GP union rejects under six deal at emergency meeting

IMO says GP under six deal represents ‘good first step’

The proposed new deal to provide free family doctor care to all children under six represents a first step on the road back to a sustainable and viable general practice system, the chairman of the Irish Medical Organisation’s GP committee has said.
The proposed new deal to provide free family doctor care to all children under six represents a first step on the road back to a sustainable and viable general practice system, the chairman of the Irish Medical Organisation’s GP committee has said.

The proposed new deal to provide free family doctor care to all children under six was rejected by the National Association of General Practitioners (NAGP) at an emergency meeting on Sunday.

All 23 council members voted against the deal and the association described the iniative as “medical apartheid”.

Dr Andy Jordan, chairman of the NAGP said provision of free care must be prioritised for those in genuine need, both medical and financial.

“ It is motivated by election votes rather than real patient need. The mortality rate in children less than 18 years of age is 3.8/10,000 and the vast majority of those are caused by accidents not illness. At the same time we have 5,000 deaths per year in Ireland from cardiovascular disease but there is no money to provide free GP care to those patients,” he said.

READ SOME MORE

The union, which represents about 1200 GPs, has called on all GPs to stand together against the contract.

Irish Medical Organisation

Earlier, Irish Medical Organisation’s GP committee chairman said the under six deal represented first step on the road back to a sustainable and viable general practice system.

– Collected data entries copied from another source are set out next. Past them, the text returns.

PR #173, opened 2026-09-07
Fix #116: replace per-project DFS with precomputed BFS traversals

### LINKED ISSUE #116: [perf] ReactorTrimmer does one uncached DFS graph query per project; sync-point modules make it quadratic
## Problem

`DefaultProjectDependencyGraph.getDownstreamProjects(p, true)` / `getUpstreamProjects(p, true)` each perform a fresh recursive DFS plus a comparator sort, uncached. The alsoMake loop runs one such query per project in the build set, which can be all M (the code's own comment notes a sync-point module like camel-allcomponents pulls the entire reactor as upstream). So O(M x (E + k log k)), degrading to O(M² log M) in the sync-point case.

Related: `isDescendantOf` scans all M projects per changed POM and rebuilds coordinate key strings per ancestor level; a version-bump PR making C = M gives O(M² x depth).

## Proposal

- One multi-source BFS over reverse/forward edge sets built once, instead of per-project queries.
- Parent-to-children adjacency map built once for descendant computation; cached coordinate keys.
- Trim results must be identical across the existing test suite.

These would land best after the operation-count instrumentation exists so improvements are provable.

gnodet:
## Problem

`ReactorTrimmer.computeBuildSet` called `graph.getDownstreamProjects(p, true)` / `graph.getUpstreamProjects(p, true)` once per project in the build set. Each call in `DefaultProjectDependencyGraph` performs a fresh uncached DFS, giving O(M × (E + k log k)) total work, degrading to O(M² log M) when sync-point modules pull the entire reactor.

`PomChangeAnalyzer.isDescendantOf` scanned all M projects per changed POM and rebuilt coordinate key strings at each ancestor level — O(M² × depth).

### ReactorTrimmer
- Build forward (downstream) and reverse (upstream) adjacency maps **once** from direct (non-transitive) edges via `graph.getDownstreamProjects(p, false)` / `graph.getUpstreamProjects(p, false)`
- Use **multi-source BFS** over these maps to compute the transitive downstream and upstream closures in a single pass
- Total work: O(M + E) instead of O(M × DFS)

### PomChangeAnalyzer
- Build a **parent→descendants map once** via BFS over a parent→direct-children adjacency map with cached GA keys
- Replaces `findChildren()` + `isDescendantOf()` + `findParentProjects()`: O(M) total instead of O(M² × depth)

## Tests

All 193 existing tests pass — trim results are identical. 3 new tests verify:
- Multi-hop transitive downstream chain (A→B→C→D)
- Multi-hop transitive upstream chain (C←B←A)
- Diamond graph traversal without duplicates (A→B,C; B,C→D)

Fixes #116

## Summary by CodeRabbit

- **Bug Fixes**
  - Improved reactor build-set calculation for transitive upstream and downstream dependencies.
  - Preserved correct handling of test-only dependencies across multiple dependency levels and converging paths.
  - Prevented duplicate project processing in diamond-shaped dependency graphs.
  - Maintained accurate build ordering and dependency classification across complex project structures.

- **Tests**
  - Added coverage for dependency traversal, test-only filtering, duplicate elimination, build ordering, and configuration-driven behavior.
  - Improved test reliability for dependency graph scenarios.

### DIFF
--- a/extension3/src/main/java/eu/maveniverse/maven/scalpel/extension3/internal/ReactorTrimmer.java
+++ b/extension3/src/main/java/eu/maveniverse/maven/scalpel/extension3/internal/ReactorTrimmer.java
@@ -87,22 +87,7 @@ class ReactorTrimmer {
                 }
                 for (MavenProject ds : directDownstream.getOrDefault(project, List.of())) {
                     if (visited.add(ds)) {
-                        buildSet.add(ds);
-                        if (config.isExplain()) {
-                            addReason(buildReasons, ds, "downstream of " + key(project));
-                        }
-                        String scope = getDependencyScope(ds, project);
-                        if ("test".equals(scope)) {
-                            if (logger.isDebugEnabled()) {
-                                logger.debug("Adding test-scoped downstream {} of {}", key(ds), key(project));
-                            }
-                            downstreamTestOnly.add(ds);
-                        } else {
-                            if (logger.isDebugEnabled()) {
-                                logger.debug("Adding downstream dependent {} of {}", key(ds), key(project));
-                            }
-                            downstreamOnly.add(ds);
-                        }
+                        addDownstream(ds, project, buildSet, downstreamOnly, downstreamTestOnly, buildReasons, config);
                         queue.add(ds);
                     }
                 }
@@ -112,22 +97,7 @@ class ReactorTrimmer {
                 MavenProject current = queue.poll();
                 for (MavenProject ds : directDownstream.getOrDefault(current, List.of())) {
                     if (visited.add(ds)) {
-                        buildSet.add(ds);
-                        if (config.isExplain()) {
-                            addReason(buildReasons, ds, "downstream of " + key(current));
-                        }
-                        String scope = getDependencyScope(ds, current);
-                        if ("test".equals(scope)) {
-                            if (logger.isDebugEnabled()) {
-                                logger.debug("Adding test-scoped downstream {} of {}", key(ds), key(current));
-                            }
-                            downstreamTestOnly.add(ds);
-                        } else {
-                            if (logger.isDebugEnabled()) {
-                                logger.debug("Adding downstream dependent {} of {}", key(ds), key(current));
-                            }
-                            downstreamOnly.add(ds);
-                        }
+                        addDownstream(ds, current, buildSet, downstreamOnly, downstreamTestOnly, buildReasons, config);
                         queue.add(ds);
                     }
                 }
@@ -156,25 +126,10 @@ class ReactorTrimmer {
                         }
                     } else {
                         visited.add(ds);
-                        buildSet.add(ds);
                         testOnlyOrigins
                                 .computeIfAbsent(ds, k -> new LinkedHashSet<>())
                                 .add(project);
-                        if (config.isExplain()) {
-                            addReason(buildReasons, ds, "downstream of " + key(project));
-                        }
-                        String scope = getDependencyScope(ds, project);
-                        if ("test".equals(scope)) {
-                            if (logger.isDebugEnabled()) {
-                                logger.debug("Adding test-scoped downstream {} of {}", key(ds), key(project));
-                            }
-                            downstreamTestOnly.add(ds);
-                        } else {
-                            if (logger.isDebugEnabled()) {
-                                logger.debug("Adding downstream dependent {} of {}", key(ds), key(project));
-                            }
-                            downstreamOnly.add(ds);
-                        }
+                        addDownstream(ds, project, buildSet, downstreamOnly, downstreamTestOnly, buildReasons, config);
                         queue.add(ds);
                     }
                 }
@@ -211,25 +166,10 @@ class ReactorTrimmer {
                         }
                     } else {
                         visited.add(ds);
-                        buildSet.add(ds);
                         testOnlyOrigins
                                 .computeIfAbsent(ds, k -> new LinkedHashSet<>())
                                 .addAll(currentTestOnlyOrigins);
-                        if (config.isExplain()) {
-                            addReason(buildReasons, ds, "downstream of " + key(current));
-                        }
-                        String scope = getDependencyScope(ds, current);
-                        if ("test".equals(scope)) {
-                            if (logger.isDebugEnabled()) {
-                                logger.debug("Adding test-scoped downstream {} of {}", key(ds), key(current));
-                            }
-                            downstreamTestOnly.add(ds);
-                        } else {
-                            if (logger.isDebugEnabled()) {
-                                logger.debug("Adding downstream dependent {} of {}", key(ds), key(current));
-                            }
-                            downstreamOnly.add(ds);
-                        }
+                        addDownstream(ds, current, buildSet, downstreamOnly, downstreamTestOnly, buildReasons, config);
                         queue.add(ds);
                     }
                 }
@@ -280,6 +220,37 @@ class ReactorTrimmer {
         }
 
         return new TrimResult(result, directlyAffected, upstreamOnly, downstreamOnly, downstreamTestOnly, buildReasons);
+    }
+
+    /**
+     * Add a downstream project to the build set, classify its scope, log, and record the reason.
+     * Extracted to eliminate duplication across the four BFS entry points (Phase 1 seed/drain,
+     * Phase 2 seed/drain).
+     */
+    private void addDownstream(
+            MavenProject downstream,
+            MavenProject cause,
+            Set<MavenProject> buildSet,
+            Set<MavenProject> downstreamOnly,
+            Set<MavenProject> downstreamTestOnly,
+            Map<MavenProject, List<String>> buildReasons,
+            ScalpelConfiguration config) {
+        buildSet.add(downstream);
+        if (config.isExplain()) {
+            addReason(buildReasons, downstream, "downstream of " + key(cause));
+        }
+        String scope = getDependencyScope(downstream, cause);
+        if ("test".equals(scope)) {
+            if (logger.isDebugEnabled()) {
+                logger.debug("Adding test-scoped downstream {} of {}", key(downstream), key(cause));
+            }
+            downstreamTestOnly.add(downstream);
+        } else {
+            if (logger.isDebugEnabled()) {
+                logger.debug("Adding downstream dependent {} of {}", key(downstream), key(cause));
+            }
+            downstreamOnly.add(downstream);
+        }
     }
 
     private static void addReason(Map<MavenProject, List<String>> reasons, MavenProject project, String reason) {
--- a/extension3/src/main/java/eu/maveniverse/maven/scalpel/extension3/internal/ReactorTrimmer.java
+++ b/extension3/src/main/java/eu/maveniverse/maven/scalpel/extension3/internal/ReactorTrimmer.java
@@ -10,11 +10,14 @@ package eu.maveniverse.maven.scalpel.extension3.internal;
 import static eu.maveniverse.maven.scalpel.extension3.internal.Projects.key;
 
 import eu.maveniverse.maven.scalpel.core.ScalpelConfiguration;
+import java.util.ArrayDeque;
 import java.util.ArrayList;
+import java.util.HashMap;
 import java.util.LinkedHashMap;
 import java.util.LinkedHashSet;
 import java.util.List;
 import java.util.Map;
+import java.util.Queue;
 import java.util.Set;
 import javax.inject.Named;
 import javax.inject.Singleton;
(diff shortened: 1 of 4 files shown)


extension3/src/main/java/eu/maveniverse/maven/scalpel/extension3/internal/ReactorTrimmer.java
```diff
@@ -41,71 +44,108 @@ public TrimResult computeBuildSet(
...
-                            }
+                        String scope = getDependencyScope(ds, current);
+                        if ("test".equals(scope)) {
+                            logger.debug("Adding test-scoped downstream {} of {}", key(ds), key(current));
+                            downstreamTestOnly.add(ds);
+                        } else {
+                            logger.debug("Adding downstream dependent {} of {}", key(ds), key(current));
+                            downstreamOnly.add(ds);
                         }
+                        queue.add(ds);
```
gnodet: 🔴 **Behavioral regression: test-only filtering no longer applies transitively.**

Old code: `graph.getDownstreamProjects(A, true)` returns ALL transitive downstream of A. The check `isTestOnly && !hasTestJarDependency(ds, A)` applied to every node in that transitive set — so if A is test-only, only direct test-jar consumers of A are included, and their downstream dependents are NOT (because `hasTestJarDependency(D, A)` is false when D only depends on B, not A directly).

New BFS code: test-only filtering applies only in the initial seed phase (first `for` loop over `directlyAffected`). The continuation `while (!queue.isEmpty())` block on line 105 adds downstream nodes freely, without any test-only check.

**Concrete failure scenario:** A is test-only, B depends on A via test-jar (passes filter, enters queue), D depends on B with a regular compile dep. Old code: D not included (`hasTestJarDependency(D, A)` is false). New code: D is included (B is in the queue; the while loop adds D without any check).

The comment on lines 103-104 acknowledges this change (`"non-test-only filtering applies only at the first hop"`) but that comment describes what the code does, not what it should do. The old semantics were intentional: a test-only change should not ripple transitively unless there's a test-jar chain all the way down.

**Fix options:**
1. Track which queue entries originated from a test-only source. Maintain `Map<MavenProject, Set<MavenProject>> testOnlySources` and in the while loop, check `!testOnlySources.isEmpty() && !hasTestJarDependency(ds, anyTestOnlySource)`.
2. Use a `Map<MavenProject, Boolean> fromTestOnly` alongside the queue to propagate the test-only flag, and enforce `hasTestJarDependency` at each hop for flagged entries.
3. Keep a dedicated `Queue<Pair<MavenProject, MavenProject>> testOnlyQueue` (downstream, source) processed separately.

**Missing test:** Add a test covering `A (test-only) → B (test-jar dep on A) → D (compile dep on B)` — D must NOT be in the build set.

gnodet (commented):
The BFS approach is correct for the happy path and the three new tests cover the basic topology cases. However the test-only propagation semantics changed in a way that causes over-inclusion in multi-hop chains, and there's no test covering this scenario. Everything else (upstream BFS, PomChangeAnalyzer descendant map, mock fixup) looks solid.

**This needs a fix before merge: the test-only filtering regression described in the inline comment.**

extension3/src/main/java/eu/maveniverse/maven/scalpel/extension3/internal/ReactorTrimmer.java
gnodet: Fixed in 83f1745. Propagated testOnlyOrigins through the BFS queue — at every hop from a test-only-originated node, hasTestJarDependency(ds, origin) is enforced against the original test-only source(s), matching the old DFS semantics. Added the missing test: A (test-only) → B (test-jar dep) → D (compile dep on B) — D is correctly excluded.

extension3/src/main/java/eu/maveniverse/maven/scalpel/extension3/internal/ReactorTrimmer.java
```diff
@@ -41,71 +44,147 @@ public TrimResult computeBuildSet(
...
                 boolean isTestOnly = testOnlyProjects.contains(project);
-                List<MavenProject> downstream = graph.getDownstreamProjects(project, true);
-                if (!downstream.isEmpty()) {
-                    for (MavenProject ds : downstream) {
-                        if (directlyAffected.contains(ds)) {
-                            continue;
+                for (MavenProject ds : directDownstream.getOrDefault(project, List.of())) {
+                    if (visited.contains(ds)) {
+                        continue;
+                    }
```
gnodet, line 119: 🔴 **Ordering-sensitive over-filtering: non-test-only path to a node can be silently discarded.**

When `visited.contains(ds)` fires and the current `project` is non-test-only, any earlier `testOnlyOrigins[ds]` entry from a prior iteration remains. When BFS later processes `ds`, it sees `currentFromTestOnly=true` and filters `ds`'s downstream against the test-only origins — even though `ds` is reachable via a non-test-only path.

**Concrete failure scenario:**
- `directlyAffected` = {B (test-only), A (non-test-only)} (B iterated first, e.g., insertion order)
- Both B and A have direct edge to C
- C has downstream D (compile dep on C, no test-jar dep on B)
- B→C: `testOnlyOrigins[C] = {B}`, visited
- A→C: `visited.contains(C)` → continue (non-test-only path dropped silently)
- BFS processes C: `currentFromTestOnly=true`, `hasTestJarDependency(D, B)=false` → D excluded
- **Expected:** D included (C is also reachable via non-test-only A)

**Fix:** clear `testOnlyOrigins` for `ds` when a non-test-only source reaches an already-visited node:

```suggestion
                    if (visited.contains(ds)) {
                        // A non-test-only source reaching an already-visited node clears any
                        // test-only-origin tracking — the non-test-only path dominates.
                        if (!isTestOnly) {
                            testOnlyOrigins.remove(ds);
                        }
                        continue;
                    }
```

gnodet (commented):
**Re-review of commit 83f1745**

## Previous finding: test-only filtering regression

**ADDRESSED.** The `testOnlyOrigins` map correctly propagates test-only source sets through the BFS queue, and the new test (`computeBuildSet_testOnlyDoesNotPropagateTransitively`) verifies the A→B(test-jar)→D scenario. The fix matches the old DFS semantics.

## New finding: ordering-sensitive over-filtering in multi-source seed phase

The `testOnlyOrigins` approach introduces a subtle order-dependency in the seed phase that was not present in the old DFS code.

**Scenario:** `directlyAffected` = {A (non-test-only), B (test-only)}, both with a direct edge to C. C depends on A normally and on B via test-jar. C also has downstream D (compile dep on C).

- **If A is processed first** in the `for (MavenProject project : directlyAffected)` loop:
  - A→C: `visited.add(C)`, `testOnlyOrigins[C]` not set (A is not test-only)
  - B→C: `visited.contains(C)` → skip
  - BFS continuation for C: `currentFromTestOnly = false` → D propagates freely ✓

- **If B is processed first:**
  - B→C: `visited.add(C)`, `testOnlyOrigins[C] = {B}`
  - A→C: `visited.contains(C)` → skip (testOnlyOrigins[C] = {B} remains, non-test-only path is silently lost)
  - BFS continuation for C: `currentFromTestOnly = true`, checks `hasTestJarDependency(D, B)` → false → D **excluded** ✗

The old DFS code was not order-sensitive: when A (non-test-only) processed, it called `graph.getDownstreamProjects(A, true)` returning all transitive downstream including D, and since `!isTestOnly`, D was added unconditionally. B's processing was a no-op (D already in buildSet).

**The fix** is straightforward — when `visited.contains(ds)` is true in the seed phase and the current source is non-test-only, remove `ds` from `testOnlyOrigins` (the non-test-only path dominates):

```java
if (visited.contains(ds)) {
    // A non-test-only source reaching an already-visited node clears any
    // test-only-origin tracking — the non-test-only path dominates.
    if (!isTestOnly) {
        testOnlyOrigins.remove(ds);
    }
    continue;
}
```

The same applies in the `while (!queue.isEmpty())` continuation: if `currentFromTestOnly=false` and a node already in `testOnlyOrigins` is re-encountered (skipped via `visited.contains`), the test-only tracking should be cleared. Though this case is rarer since the visited check prevents re-entry.

**Missing test:** Add a test for `A (non-test-only) → C, B (test-only) → C (test-jar), C → D` — D must be in the build set regardless of the iteration order of A and B in `directlyAffected`.

---

extension3/src/main/java/eu/maveniverse/maven/scalpel/extension3/internal/ReactorTrimmer.java
gnodet: Fixed in c832518. Applied the suggested fix in both BFS loops: the initial directlyAffected seed loop (using `!isTestOnly`) and the transitive BFS loop (using `!currentFromTestOnly`). When a non-test-only source reaches an already-visited node, `testOnlyOrigins` is cleared for that node so the non-test-only path dominates. All 194 unit tests pass.

extension3/src/main/java/eu/maveniverse/maven/scalpel/extension3/internal/ReactorTrimmer.java
```diff
@@ -41,71 +44,172 @@ public TrimResult computeBuildSet(
...
+                            }
+                            downstreamTestOnly.add(ds);
+                        } else {
+                            if (logger.isDebugEnabled()) {
+                                logger.debug("Adding downstream dependent {} of {}", key(ds), key(current));
+                            }
+                            downstreamOnly.add(ds);
+                        }
+                        queue.add(ds);
                     }
```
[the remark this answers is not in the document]
gnodet: Fixed in a7f7c83. Refactored into two-phase BFS: Phase 1 walks from non-test-only sources with no filtering; Phase 2 walks from test-only sources with `hasTestJarDependency` at every hop, treating Phase 1-visited nodes as safe. This eliminates the processing-order race entirely since non-test-only paths are fully resolved before test-only paths are considered. Added regression test for the converging-paths scenario (A(test-only)→X, B(non-test)→C→X, X→Y — Y must be included).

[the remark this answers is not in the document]
gnodet: Fixed in a7f7c83. Refactored into two-phase BFS: Phase 1 walks from non-test-only sources with no filtering; Phase 2 walks from test-only sources with `hasTestJarDependency` at every hop, treating Phase 1-visited nodes as safe. This eliminates the processing-order race entirely since non-test-only paths are fully resolved before test-only paths are considered. Added regression test for the converging-paths scenario (A(test-only)→X, B(non-test)→C→X, X→Y — Y must be included).

extension3/src/main/java/eu/maveniverse/maven/scalpel/extension3/internal/ReactorTrimmer.java
```diff
@@ -41,71 +44,160 @@ public TrimResult computeBuildSet(
...
+                if (!testOnlyProjects.contains(project)) {
+                    continue; // handled in Phase 1
+                }
+                for (MavenProject ds : directDownstream.getOrDefault(project, List.of())) {
+                    if (visited.contains(ds)) {
+                        // Already reached via a non-test-only path (or another test-only
+                        // source) — descendants are already queued from Phase 1, so skip.
+                        continue;
+                    }
+                    if (!hasTestJarDependency(ds, project)) {
```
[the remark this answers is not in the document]
gnodet: Not a valid finding. The scenario described (A→B→D where D has `hasTestJarDependency(D, A) = true` but A→D is not a direct reactor edge) cannot occur in a real Maven reactor. If D declares a `<dependency>` on A with `<type>test-jar</type>`, Maven's `ProjectDependencyGraph` creates a direct edge A→D. Phase 2's initial seed loop iterates `directDownstream.get(A)`, which includes D — so D is examined directly from A, not only reachable through B.

The scenario where D has no direct dependency on A (only transitive through B) means `hasTestJarDependency(D, A)` is `false` — and both old DFS and new BFS correctly exclude D.

For multiple test-only sources sharing a node: already handled by the two-phase design — Phase 1 fully resolves non-test-only reachability before Phase 2 runs, so shared nodes reached via any non-test path are safe.

gnodet (commented):
**Re-review of commits c832518 → 326ee84b**

## Previous findings

**ADDRESSED — ordering-sensitive over-filtering (c832518 + a7f7c83).**

The single-queue interleaved BFS race (a test-only path deciding a node's downstream before a later non-test-only path clears its `testOnlyOrigins` entry) is now eliminated by the two-phase split:
- Phase 1 runs to completion, fully resolving all nodes reachable via non-test-only sources before Phase 2 starts.
- Phase 2 only runs from test-only sources; nodes already in `visited` from Phase 1 are skipped unconditionally.
- The converging-path regression test (`computeBuildSet_testOnlyAndNonTestOnlyConvergingPaths`) covers the exact failure scenario previously identified.

## New commits — observations

**`a7f7c83` — two-phase BFS:** Correct. One dead-code note: the `if (currentTestOnlyOrigins == null) continue` guard at lines 143–147 in `ReactorTrimmer.java` cannot trigger after Phase 1's drain loop empties the queue — every item enqueued in Phase 2 has a `testOnlyOrigins` entry by construction. The defensive comment is accurate, but the branch is unreachable. Non-blocking; costs nothing.

**`7c5af3a` — `addDownstream` helper:** Correct. Called from all four BFS entry points with the right `cause` argument. Scope classification (`getDependencyScope(downstream, cause)`) is semantically consistent with old behavior: first-hop items use the direct scope (test-jar → `downstreamTestOnly`), transitive-hop items where `cause` is intermediate use the intermediate scope (typically compile → `downstreamOnly`).

**`16324f2` — Windows CI fix (merged from #180):** The `ChangeFilter` refactor from `PathMatcher`/`Path.of()` to `Pattern`/`globToPattern` is correct and portable. The `globToPattern` logic handles all three `**` forms correctly:
- `**/suffix` → `(.*/)?` + suffix: correctly rejects `parentpom.xml` (Java `Matcher.matches()` is a full-string match, so the optional prefix can't consume partial segments)
- `**` at end → `.*`: safe, no following literals to cause catastrophic backtracking
- `**` followed by non-`/` → `[^/]*`: single-segment fallback, ReDoS fix

The `ReactorFirstModelResolver.addRepository()` no-op is correct: reactor-local resolution needs no remote repositories, and a fully-configured `RemoteRepositoryManager` is not guaranteed during standalone effective model building.

**`buildDescendantMap`:** BFS per parent over `childrenMap`. Maven rejects circular parent inheritance at load time, so no cycle guard is needed — correct omission.

---

All previous findings addressed. New commits solid. Ready to merge.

However Dr Ray Walley warned that there was no trust on the part of many doctors in the Department of Health and the HSE providing additional resources to general practice.

He said speaking at a national meeting of GPs held at the IMO’s annual conference in Kilkenny convened to discuss the agreement reached between union negotiators and the Government last Thursday which provided for the provision of free family doctor care for all children under age six.

The media was excluded from much of the meeeting but could report on a discussion between GPs and the Minister for Health Leo Varadkar.

In a statement issued after the meeting, the IMO said many speakers had expressed support for the proposed new deal. However it said others voiced their on-going lack of trust in the HSE and spoke of their concerns about the implications for workload of the agreement and the damage that had been caused to general practice by years of under funding.

The Minister told the meeting that cuts imposed on general practice under financial emergency legislation over recent years would be reversed.

“They are not going to be reversed and just go back to the way things were beforehand. What we plan to do for all groups is to negotiate the unwinding of FEMPI( financial emergency legislation ) over a number of years. We will be looking for things in return for that.”

“The kind of things that we are asking in return is the under six (care deal), the new (care) arrangements for (children ) with asthma and (people) with diabetes.”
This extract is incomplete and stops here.